Ma il Bhutan non è solo spiritualità, è una terra ricca di ecosistemi, schiacciato tra due superpotenze come Cina e India è sempre riuscito a mantenere la propria sovranità, esempio più unico che raro fra i paesi asiatici, evitando di essere colonizzato dalle potenze occidentali, o inglobato dai potenti vicini come è accaduto a Tibet, Ladakh e Sikkim, o devastato dall’impatto con la civiltà occidentale come accaduto al Nepal. Il 26% del paese, una delle percentuali più alte al mondo, è riserva o parco
naturale, con paesaggi di montagna segnati da profonde valli e da alti passi, da cui si gode lo spettacolo delle cime himalayane che superano i 7000 metri.
Protetto dalle catene himalayane, il Bhutan è riuscito a non essere influenzato dalla politica mondiale, che ha caratterizzato le agitazioni delle nazioni vicine, ma dall’altra parte questo isolamento ne ha
caratterizzato bruscamente il progresso economico, basti pensare che fino agli anni ’50 esisteva ancora il feudalesimo, abolito poi dal re assieme alla servitù della gleba.
La saggia politica della famiglia reale sta traghettando il paese verso la modernità, che avanza senza alterare tradizioni e filosofia religiosa. Il Bhutan è rimasto chiuso al mondo esterno in una sorta di
autoisolamento fino al 1974 separato dal mondo per caratteristiche geografiche e per scelte politiche. Fino agli anni ’60 il Bhutan non aveva strade, elettricità, veicoli a motore, telefoni o servizio postale e pativa uno dei più alti tassi di povertà, analfabetismo e mortalità infantile al mondo, il
risultato di una politica di totale isolamento dal resto del mondo.

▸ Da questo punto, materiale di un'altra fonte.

PR #2272, opened 2026-06-12
[explorer/backend] nem model subdirectories

daoka:

NEM REST routes are registered directly in `explorer/rest/rest/__init__.py`, and NEM REST model classes are placed directly under `explorer/rest/rest/model`.

The NEM account remarks resource is named `mainnet_account_remarks.json`, which does not make the chain ownership explicit.

## What's the issue?

Symbol Puller / REST API work will add Symbol-specific routes and models later. If the current structure is kept, NEM and Symbol route/model code would be mixed in shared top-level files and directories, making review boundaries and future maintenance harder.

The REST app also did not require an explicit chain selection, even though the intended runtime model is to run either NEM or Symbol, not both at the same time.

This PR prepares the backend structure for chain-specific REST implementations while preserving the existing NEM behavior.

Changes include:

- Renamed the NEM account remarks resource:
  - `mainnet_account_remarks.json`
  - `nem_mainnet_account_remarks.json`
- Moved NEM REST models under a chain-specific package:
  - `rest/model/nem/Account.py`
  - `rest/model/nem/Block.py`
  - `rest/model/nem/Mosaic.py`
  - `rest/model/nem/Namespace.py`
  - `rest/model/nem/Statistic.py`
  - `rest/model/nem/Transaction.py`
- Moved NEM route registration out of `rest/__init__.py` into:
  - `rest/routes/nem.py`
- Added explicit REST chain selection through `REST_CHAIN`.
  - Currently supported value: `nem`
  - Missing `REST_CHAIN` fails startup.
  - Unsupported chains fail startup.
- Updated tests and imports to use the new NEM-specific model paths.

This PR does not add Symbol REST routes or Symbol database logic.


explorer/rest/tests/test_app.py
```diff
@@ -0,0 +1,83 @@
...
+from flask import Flask, abort, jsonify
+
+import rest
+from rest import create_app, load_rest_config, setup_error_handlers
+
+
+def _write_rest_config(monkeypatch, tmp_path, contents):
+	config_path = tmp_path / 'app.config'
+	config_path.write_text(contents, encoding='utf8')
+	monkeypatch.setenv('EXPLORER_REST_SETTINGS', str(config_path))
```
Jaguar0625: is there reason you're using monkeypatch vs setting env directly using `os.environ['EXPLORER_REST_SETTINGS'] = str(config_path)` ?

daoka: I used monkeypatch.setenv here so pytest restores EXPLORER_REST_SETTINGS after each test. These app factory tests set different temporary config files, so using monkeypatch avoids leaking environment state between tests while still exercising Flask's from_envvar path. I can switch to os.environ for consistency with others if preferred.

Wayonb (approved):
👍🏾

Jaguar0625 (approved):
Great job! 👍

PR #2273, opened 2026-06-13
[explorer]: add seed for namespace and mosaic

AnthonyLaw:
Problem:
- Currently, `balance` and `vested_balance` are stored in the DB as relative values. After some thought, I decided that all xem amounts should be stored as absolute values for consistency.
- The network currency info is missing: `nem` namespace and `nem.xem` mosaic are not in the db table.

Solution:
- Converted `balance` and `vested_balance` to absolute values to keep them consistent.
- Added a seed for network currency info into the DB.


explorer/puller/puller/db/NemDatabase.py
```diff
@@ -269,6 +269,65 @@ def create_tables(self):
...
+			)
+			VALUES (%s, %s, %s, %s, %s, %s, %s, %s, %s, %s)
+			ON CONFLICT (namespace_name)
+			DO NOTHING
+			''',
+			(
+				'nem',
+				'nem.xem',
+				'network currency',
+				bytes(32),  # zero public key
```
Wayonb: What about the creator?

explorer/puller/puller/facade/NemPuller.py
```diff
@@ -252,8 +252,8 @@ def _create_account_record(account_info, mosaics_json, height, remote_address=No
 			account_info.public_key,
 			remote_address,
 			account_info.importance,
-			account_info.balance,
-			account_info.vested_balance,
+			account_info.balance * (10 ** 6),  # convert from relative to absolute
```
Wayonb: Can you create a helper to do the conversion?

Wayonb (changes requested):

explorer/puller/puller/db/NemDatabase.py
AnthonyLaw: I just gave it to empty bytes, which is a zero public key.
`'0' * 64`

Do you have anything in mind?

explorer/puller/puller/facade/NemPuller.py
AnthonyLaw: I added a helper in this commit: [767a2c7](https://github.com/symbol/product/pull/2273/commits/767a2c7da3eec48f54b1891033fd953686cc174f)

and I rebased with `dev`

explorer/puller/puller/db/NemDatabase.py
Wayonb: Ok  and I assume it gets updated?  Just wondering since I see this.
https://testnet.nem.fyi/mosaics/nem.xem

Wayonb (changes requested):

explorer/puller/puller/db/NemDatabase.py
AnthonyLaw: I found a better way to handle this.
The creator should be the signer from the nemesis block

Wayonb (approved):
👍🏾

PR #2293, opened 2026-06-17
[explorer] fix: convert owner public key to address

AnthonyLaw:
Problem: The latest REST importance default is 0, the owner was displayed in the public key.
Solution: Update importance to 0 instead of null, and convert the public key to an address


OlegMakarenko (approved):

Wayonb (approved):
👍🏾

L’attuale re, Jigme Singye Wangchuck, sta attuando una politica di conservazione delle tradizioni e del territorio, proseguendo con una cauta apertura e modernizzazione iniziata dal padre, costruendo strade scuole e ambulatori: solo nel 1999 è stata introdotta la televisione e inaugurato il primo collegamento ad internet. Oggi il 28% delle famiglie dispone di un televisore, l’11% di un telefono cellulare, e il 3% di un computer, i cittadini bhutanesi stanno entrando in contatto tra loro e con il resto del mondo.
Guidato dai quattro pilastri della Felicita Interna Lorda (sviluppo sostenibile, tutela ambientale, salvaguardia delle tradizioni culturali e buon governo) il Bhutan si è tirato fuori dall’estrema miseria in cui versava senza sfruttare le proprie risorse naturali, a parte l’energia elettrica che venduta all’India, costituisce la principale fonte di capitale straniero. L’analfabetismo e la mortalità infantile sono drasticamente diminuite e l’economia è in forte espansione.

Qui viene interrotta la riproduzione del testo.